Takata
Takata calls the NY Times report “untrue” because it confuses “multiple events occurring at different times and for different purposes.” Reuters

Takata, the Japanese manufacturer of faulty air bags that have caused automakers to recall millions of vehicles worldwide, issued a statement on Wednesday night, denying accusations by two former employees that the company concealed crucial information about potentially defective air bags following an accident in 2004. Takata’s rebuttal was closely followed by a statement from Honda Motor disclosing another death -- the fifth fatality allegedly linked to Takata-made air bags in Honda vehicles.

According to a New York Times report last week, Takata conducted secret tests on 50 of its air bags and told its workers to destroy the test results rather than inform federal authorities of the problem.

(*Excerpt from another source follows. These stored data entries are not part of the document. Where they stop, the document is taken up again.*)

PR #141, opened 2019-04-29
ST-28 Step payment initiation

pgs-gmartowski:


src/core/integrations/VisaCheckout.ts
```diff
@@ -171,6 +191,49 @@ class VisaCheckout {
     }
   }
 
+  /**
+   * Starts AUTH request
+   */
+  protected _authorizePayment() {
```
james-simpson-ST: Could _authorizePayment and _cacheTokenizePayment be refactored to just call _processPayment which takes a function as paramenter e.g. _processPayment(this.payment.authorizePayment)?

src/core/integrations/ApplePay.ts
```diff
@@ -424,6 +427,53 @@ class ApplePay {
       });
     }
   }
+
+  /**
+   * Starts AUTH request
+   * @private
+   */
+  private _paymentAuthorize() {
```
james-simpson-ST: Could _paymentAuthorize and _cacheTokenizePayment be refactored to just call _processPayment which takes a function as paramenter e.g. _processPayment(this.payment.authorizePayment)?

src/core/integrations/CardinalCommerce.ts
```diff
@@ -183,6 +193,9 @@ export class CardinalCommerce {
       data,
       type: MessageBus.EVENTS_PUBLIC.AUTH
     };
+    if (this.step) {
+      messageBusEvent.type = MessageBus.EVENTS_PUBLIC.CACHETOKENISE;
```
james-simpson-ST: Does ControlFrame know how to handle this event? Can't see it in the diff?

pgs-gmartowski: good point ! I forgot about that.

src/core/integrations/ApplePay.ts
pgs-gmartowski: yes, I think it's possible, I take a look how AUTH and CACHETOKENISE requests look like and change it

src/core/integrations/CardinalCommerce.ts
pgs-gmartowski: done

src/core/integrations/VisaCheckout.ts
pgs-gmartowski: done, I had to refactor couple of functions but it looks like I haven't destroyed anything :)

src/core/integrations/ApplePay.ts
pgs-gmartowski: done

src/core/integrations/VisaCheckout.ts
```diff
@@ -114,6 +117,23 @@ class VisaCheckout {
     this._initConfiguration.settings = this.setConfiguration({ locale: stJwt.locale }, settings);
   }
 
+  /**
+   * Adds query string to src visa button image to customize it
+   * @param properties
+   */
+  public customizeVisaButton(properties: any) {
```
aaron-moore-ST: Did we get a URL shim for IE working? If so then it would be more robust & extensible to use that here rather than using string concatenation.

james-simpson-ST: I think we're currently working under the assumption that it will work and so yes it should be updated to use URL rather than string concatenation :)

pgs-gmartowski: ok, I changed the implementation and it uses now the URL object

The company has responded by stating that the Times report confused “multiple events occurring at different times and for different purposes and thereby tells a story that is simply untrue.” The Takata statement coincided with Honda Motor’s disclosure that a driver in Malaysia had died after a July accident, and linked it to a faulty air bag made by Takata.

While the two former employees told the Times that Takata carried out the secret tests on air bags in 2004 in Michigan, after a crash of a Honda Accord in Alabama in May injured the car’s driver, the Japanese company said in its latest statement that its engineers in the U.S. were not aware of the defect with air bags until “the middle of 2005.”

“So they did not and could not perform inflater tests in 2004 in response to that accident,” Takata said in the statement, which also contradicted Honda’s account of the 2004 accident, the Times reported.

Honda had said in August that it had “immediately shared all available information with the airbag supplier and reported the incident” to safety regulators “in the second quarter of 2004.”

Meanwhile, one of the two former Takata employees, who was a senior member of the testing lab, told the Times on Wednesday that the latest statement from the company is false. “What Takata says is not true,” the former employee, said. “They are trying to switch things around.”

Honda Widens Recall

Disclosing the fifth fatality in a Honda vehicle allegedly involving a Takata-made air bag on Thursday, Honda also widened the number of recalls linked to the defective air bags by another 170,000 vehicles, Reuters reported, adding that the fatal incident involved a 2003 Honda City model. According to Honda, it is recalling five models of its vehicles, including the Fit and Civic.

Takata air bags have reportedly triggered the recall of more than 14 million vehicles from 11 automakers worldwide since 2008. The defective air bags have reportedly been known to explode under great force and spray shrapnel at occupants, a problem that has reportedly caused four deaths and more than 30 injuries in the U.S.